O conceito curatorial da mostra destaca, portanto, uma mudança geracional que ocorre no início do século 21 e que afeta enredos, estéticas e os próprios mercados cinematográficos africanos. Partindo da riqueza de gêneros como o melodrama, o thriller, o romance ou a comédia, os realizadores revelam domínio da linguagem cinematográfica com propostas inovadoras. Por meio desses filmes, é possível tomar contato com as realidades cotidianas, os anseios e as aspirações de uma África contemporânea, múltipla e diversa.
Três destaques
A Mostra de Cinemas Africanos será de 7 a 12 de dezembro na Cinemateca Capitólio Petrobras, na Capital. Ingressos a R$ 10.
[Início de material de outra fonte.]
Issue #412, opened 2024-06-11
Parsing fails when a PE file has a TLS callback list which contains only the terminator


gabrielesvelto:
The code [here](https://github.com/m4b/goblin/blob/617775898fdfd0b843b2e937c80e455cf6f2a637/src/pe/tls.rs#L230-L241) checks whether an entry in the TLS callback list is the terminator only after having tried to load it. For executables with an empty callback list which contains only the terminator, parsing will fail.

Supa Modo (Quênia, 2018), de Likarion Wainaina
Inédito no Brasil, conta a história de Jo, uma garota de nove anos que tem uma doença terminal e é levada de volta à sua vila rural de origem para viver seus últimos dias. Fugindo dos clichês, o longa investe em doçura, humor e simplicidade. Estreou no Festival de Berlim 2018 e foi escolhido para representar o Quênia na disputa pela indicação de melhor filme estrangeiro nos Oscar 2019.
Sessões dias 7/12, às 20h, e 12/12, às 18h30min
Rafiki (Quênia, 2018), de Wanuri Kahiu
Primeiro longa-metragem queniano a ser exibido no Festival de Cannes, Rafiki tornou-se um dos filmes mais importantes no circuito internacional de festivais. Por mostrar um relacionamento lésbico entre duas adolescentes, acabou banido no Quênia, país onde a homossexualidade é considerada crime. Rafiki integra o contexto de produção dos cinemas africanos no século 21: filmes urbanos, com temáticas atuais e dirigidos por mulheres.
Sessões dias 8/12, às 20h, e 13/12, às 18h30min
Vaya (África do Sul, 2017), de Akin Omotoso
Também inédito no Brasil, abriu o New York African Film Festival de 2017. Baseado em histórias reais, aborda a chegada de três personagens a Joanesburgo em um mesmo trem. As experiências na cidade grande dessas personagens as obrigam a repensar suas atitudes diante da vida e das pessoas.